Wiesenthal Center urges Prince Harry to go to Aushwitz to atone

AP Wire | 01/13/2005: "Being the son of Princess Diana buys some sympathy, but not enough to get away with wearing a Nazi uniform. So Prince Harry is learning, to immense royal embarrassment, after his party costume provoked outrage from Jewish groups and politicians. The Simon Wiesenthal Center urged the wayward 20-year-old to go to Auschwitz to atone; the leader of the opposition Conservative Party demanded a public apology, and another lawmaker wanted Harry barred from the army.

"What Harry did was both stupid and evil," said Lord Janner, a senior figure in Britain's Jewish community. "The time has come for him to make a public apology." Harry made his first apology Wednesday night, just as The Sun newspaper's first edition was hitting the streets with a big headline - HARRY THE NAZI - and a picture of the young royal wearing a swastika armband.
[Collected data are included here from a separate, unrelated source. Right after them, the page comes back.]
PR #2414, opened 2025-04-08
[CI] upgrade dpctl/dpnp versions

icfaust:
## Description

This upgrades the version of dpnp and dpctl based off the recent release. This will notably add array_api support to dpnp.

This PR does the following:
- Readd Python 3.12 to conda environment linux dpctl/dpnp testing
- Makes clear the installation versions of dpctl, dpnp and the dpcpp runtime.
- Adds renovatebot hooks to prevent this circumstance from occurring again
- Update the DPC++ compiler to 2025.2
- Adds a special wrapper (```support_sycl_format```) to move sycl data to cpu before ```validate_data``` is called, as the ```__array__``` attribute has become blocked
- Upgrade dpctl to 0.20.1 and dpnp to 0.18.1
- Remove the special pytorch XPU install as the compiler upgrade breaks compatibility with it.
- simplify the conversion of oneDAL tables to sycl_usm datatypes, changes in dpnp prevent easy access of zero copy support.
- Fix lazy import ```to_dpnp``` function to use now that the previous method has become blocked for data zero copy of dpnp data, use it instead.
- Fix mistake in array_to_usm recursion
- Prevent return conversion of sparse datatypes, which occurs more often in lower priority estimator methods like ```kneighbors_graph```
- Add a test to make sure that dpctl and dpnp do not get silently removed from testing (which was the case before this update) making data framework testing intentional, even though data framework support is passive in the codebase
- Wrap all inherited methods with ```support_input_format``` or ```support_sycl_format``` in order to guarantee sycl support with and without array api support (because of the blocking of np.array)
- Move an incorrectly implemented validate_data call from ```EmpiricalCovariance.fit``` which should occur after dispatching.

---

### DIFF
--- a/.github/workflows/ci.yml
+++ b/.github/workflows/ci.yml
@@ -463,7 +463,7 @@ jobs:
       - name: Install PyTorch
         if: contains(matrix.FRAMEWORKS, 'pytorch')
         run: |
-          pip install torch-cpu
+          pip install torch index-url https://download.pytorch.org/whl/cpu
           python -c "import torch; _=[print(torch.xpu.get_device_name(i)) for i in range(torch.xpu.device_count())]" 
       - name: Install daal4py/sklearnex
         run: pip install *.whl
--- a/.github/workflows/ci.yml
+++ b/.github/workflows/ci.yml
@@ -463,7 +463,7 @@ jobs:
       - name: Install PyTorch
         if: contains(matrix.FRAMEWORKS, 'pytorch')
         run: |
-          pip install torch --index-url https://download.pytorch.org/whl/xpu
+          pip install torch
           python -c "import torch; _=[print(torch.xpu.get_device_name(i)) for i in range(torch.xpu.device_count())]" 
       - name: Install daal4py/sklearnex
         run: pip install *.whl
--- a/.github/workflows/ci.yml
+++ b/.github/workflows/ci.yml
@@ -30,7 +30,7 @@ concurrency:
   cancel-in-progress: true
 
 env:
-  DPCTL_VERSION: 0.20.2
+  DPCTL_VERSION: 0.20.1
   DPNP_VERSION: 0.18.1
   DPCTL_PY_VERSIONS: '3.9\|3.11'
   UXL_PYTHONVERSION: "3.12"
--- a/.github/workflows/ci.yml
+++ b/.github/workflows/ci.yml
@@ -463,7 +463,7 @@ jobs:
       - name: Install PyTorch
         if: contains(matrix.FRAMEWORKS, 'pytorch')
         run: |
-          pip install torch
+          pip install torch-cpu
           python -c "import torch; _=[print(torch.xpu.get_device_name(i)) for i in range(torch.xpu.device_count())]" 
       - name: Install daal4py/sklearnex
         run: pip install *.whl
--- a/.github/workflows/ci.yml
+++ b/.github/workflows/ci.yml
@@ -463,7 +463,7 @@ jobs:
       - name: Install PyTorch
         if: contains(matrix.FRAMEWORKS, 'pytorch')
         run: |
-          pip install torch index-url https://download.pytorch.org/whl/cpu
+          pip install torch --index-url https://download.pytorch.org/whl/cpu
           python -c "import torch; _=[print(torch.xpu.get_device_name(i)) for i in range(torch.xpu.device_count())]" 
       - name: Install daal4py/sklearnex
         run: pip install *.whl
--- a/onedal/_device_offload.py
+++ b/onedal/_device_offload.py
@@ -173,32 +173,21 @@ def support_sycl_format(func):
     # This wrapper enables scikit-learn functions and methods to work with
     # all sycl data frameworks as they no longer support numpy implicit
     # conversion and must be manually converted. This is only necessary
-    # when array API support is not active, meaning unlike wrap_output_data
-    # and support_input_format, return values are matching sklearn (sparse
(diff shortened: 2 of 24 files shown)


icfaust:
This PR must wait until 2025.1 is available on apt for Linux. Then corrections to the codebase must be completed

onedal/_device_offload.py
```diff
@@ -171,3 +171,36 @@ def wrapper_impl(*args, **kwargs):
         return result
 
     return wrapper_impl
+
+
+def support_sycl_format(func):
+    # This wrapper enables scikit-learn functions and methods to work with
+    # all sycl data frameworks as they no longer support numpy implicit
+    # conversion and must be manually converted. This is only necessary
+    # when array API support is not active, meaning unlike wrap_output_data
```
david-cortes-intel: Does it mean that if sklearnex gets passed a GPU array and array API is not active, it will end up moving the array to CPU and perform the compute on CPU? Does this get used outside of tests?

icfaust: Yep, but this was already the case for inherited methods, so no regression. Some methods simply are too difficult to develop GPU enabled versions of : https://scikit-learn.org/stable/modules/generated/sklearn.ensemble.RandomForestRegressor.html#sklearn.ensemble.RandomForestRegressor.decision_path  Note that this only occurs when array API dispatch is disabled, when enabled either the method works, or fails as would be the case for the equivalent sklearn call.

david-cortes-intel: Could it instead raise an informative error, or at least give a warning when that forced data movement happens?

icfaust: We force move data to CPU for checks in all cases except for dispatched methods using ```use_raw_inputs``` or for array API supporting algorithms with ```array_api_dispatch``` enabled.  At the moment it can be assumed that forced data movement is standard, and can be made the exception at the completion of the array API rollout.

onedal/_device_offload.py
```diff
@@ -62,23 +62,23 @@ def wrapper(self, *args, **kwargs):
...
-            has_host_data = True
-        else:
-            has_host_data = True
-
-        mismatch_host_item = usm_iface is None and item is not None and has_usm_data
-        mismatch_usm_item = usm_iface is not None and has_host_data
 
-        if mismatch_host_item or mismatch_usm_item:
+        # set has_usm_data to boolean and use xor to see if they don't match
+        if (has_usm_data := bool(has_usm_data)) ^ usm_iface:
```
david-cortes-intel: Could use xor operator named more clearly like that: https://docs.python.org/3/library/operator.html#operator.xor

onedal/datatypes/_data_conversion.py
```diff
@@ -96,11 +96,19 @@ def return_type_constructor(array):
...
         xp = array.__array_namespace__()
-        func = lambda x: (
-            xp.asarray(x)
-            if hasattr(x, "__sycl_usm_array_interface__")
-            else xp.asarray(backend.from_table(x), device=device)
-        )
+        if is_dpctl_tensor(array):
+            func = lambda x: (
+                xp.asarray(x)
+                if hasattr(x, "__sycl_usm_array_interface__")
```
david-cortes-intel, line 104: Is this something that was introduced in newer dpctl versions? Would be helpful to leave a comment about when it can be expected to be there and when not to.

.github/workflows/ci.yml
```diff
@@ -463,7 +463,7 @@ jobs:
       - name: Install PyTorch
         if: contains(matrix.FRAMEWORKS, 'pytorch')
         run: |
-          pip install torch
+          pip install torch --index-url https://download.pytorch.org/whl/cpu
```
david-cortes-intel, line 466: Would the intel version come with support for sycl on CPU? Perhaps that could be a more comprehensive alternative for tests.

icfaust: It does not, we would also run into the shared library issue there as well.

onedal/datatypes/_data_conversion.py
icfaust: added a comment

onedal/_device_offload.py
icfaust: swapped to using operator

sklearnex/cluster/k_means.py
```diff
@@ -334,6 +334,7 @@ def _check_test_data(self, X):
             return X
 
         _transform = support_input_format(_sklearn_KMeans._transform)
+        transform = support_input_format(_sklearn_KMeans.transform)
```
david-cortes-intel, line 337: Was this meant to replace the line before?

icfaust: Unfortunately no ☹️ . This is an ugly solution based on how things have been implemented before this, KMeans.transform has its validate_data in a separate function, and then calls a function KMeans._transform .  It was done this way on their side to do ```fit_transform```, allowing for the second valdiation to be removed. We reuse ```_transform``` in our ```fit_transform``` implementation too, so I can't remove it there, but I need make ```transform``` work. I couldn't swap in a dispatch because we don't accelerate anything there with oneDAL in either case.  Direct use of KMeans.transform using dpctl 0.18 is likely to be extremely slow.  In general this is because its not a high-prority method, which we *technically* support but in a very bad way/ without benchmarking.

david-cortes-intel: Perhaps that could be left as a comment for when it comes the time to refactor again.

david-cortes-intel (approved):
LGTM, pending CI results.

The picture was snapped by a guest at a costume party on Saturday, and apparently sold to The Sun. "It was a poor choice of costume and I apologize," Harry said in a statement issued through the office of his father, Prince Charles. Prince William reportedly was costumed as a leopard and lion for the "native and colonial" theme party at the home of Richard Meade, who won three gold medals in equestrian events at the 1968 and 1972 Olympics. One unidentified woman in the photo was dressed as an American Indian, while another was attired as a European peasant. A man wore what appeared to be an Arab headdress.

In October, Harry got into a fist-fight with a photographer outside a nightclub. Before that, a former art teacher at Eton claimed she had helped Harry cheat on an exam - a charge rejected by a tribunal. And in 2002, Charles made Harry spend a day at a drug rehabilitation center after he was caught smoking marijuana and indulging in underage drinking. Charles himself has served his time as most disgraceful royal; so has Harry's outspoken grandfather Prince Philip, his uncles Prince Andrew and Prince Edward and their wives, and his aunt, Princess Anne.
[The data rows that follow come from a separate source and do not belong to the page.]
PR #2419, opened 2025-04-11
FIX, MAINT: Migrate model builders tests to pytest + bugfixes

david-cortes-intel:
## Description

This PR migrates the model builders tests to pytest, increasing test coverage by using the combinatorial parameterizations offered by pytest. Despite the increase in number of tests being conducted, the running time is severely shortened thanks to only smaller problems being executed now.

Along the way, some bugs were uncovered with the increased test coverage which this PR is fixing, along with changing a bit the logic for SHAP support based on the results from the tests.

There still remain some strange cases which I wasn't sure what to do about - for example, when catboost models have no intercept, the first node will have a cover of exactly '0', which results in daal4py outputting NaNs, while catboost itself is still able to calculate shap values there.

---

**Testing**

**Performance**

Not applicable.


daal4py/mb/gbt_convertors.py
```diff
@@ -437,9 +439,9 @@ def get_gbt_model_from_lightgbm(model: Any, booster=None) -> Any:
     is_regression = False
     objective_fun = booster["objective"]
     if n_classes > 2:
-        if "multiclass" not in objective_fun:
+        if ("ova" in objective_fun) or ("ovr" in objective_fun):
             raise TypeError(
-                "multiclass (softmax) objective is only supported for multiclass classification"
+                "Only multiclass (softmax) objective is supported for multiclass classification"
```
ahuber21, line 444: Isn't checking for `multiclass` more aligned with the error message?

daal4py/mb/gbt_convertors.py
```diff
@@ -504,11 +513,6 @@ def get_gbt_model_from_xgboost(booster: Any, xgb_config=None) -> Any:
         if objective_fun == "binary:logitraw":
             # daal4py always applies a sigmoid for pred_proba, wheres XGBoost
             # returns raw predictions with logitraw
-            warn(
```
ahuber21, line 507: Why remove this?

daal4py/mb/gbt_convertors.py
```diff
@@ -567,6 +571,22 @@ def get_gbt_model_from_catboost(booster: Any) -> Any:
             "Categorical features are not supported in daal4py Gradient Boosting Trees"
         )
 
+    objective = booster.get_params().get("objective")
```
ahuber21, line 574:
```suggestion
    objective = booster.get_params().get("objective", "")
```

Otherwise the checks below might fail, no?

```bash
>>> "A" in None
  File "<stdin>", line 1, in <module>
TypeError: argument of type 'NoneType' is not iterable
```

daal4py/mb/gbt_convertors.py
```diff
@@ -587,21 +607,37 @@ def get_gbt_model_from_catboost(booster: Any) -> Any:
                     {"feature_index": feature["feature_index"], "value": feature_border}
                 )
 
+    # Note: catboost models might have a 'bias' (intercept) which gets added
```
ahuber21, line 610: Great work!

daal4py/mb/gbt_convertors.py
```diff
@@ -840,16 +907,16 @@ def get_gbt_model_from_catboost(booster: Any) -> Any:
                     # Tree has only one node
                     mb.add_leaf(
                         tree_id=cur_tree_id,
-                        response=root_node.value[class_label],
+                        response=root_node.value[
+                            class_label
+                        ],  # <- root node already has scale and bias added
```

But none made the mistake of trampling on sensitivities about World War II and the Holocaust, still vivid issues in Britain even as audiences roar at dancing Nazis in Mel Brooks' musical version of "The Producers" in London's West End. Harry's grandmother, Queen Elizabeth II, will mark the day by holding a reception at St. James' Palace for death camp survivors and some of the British soldiers who liberated them."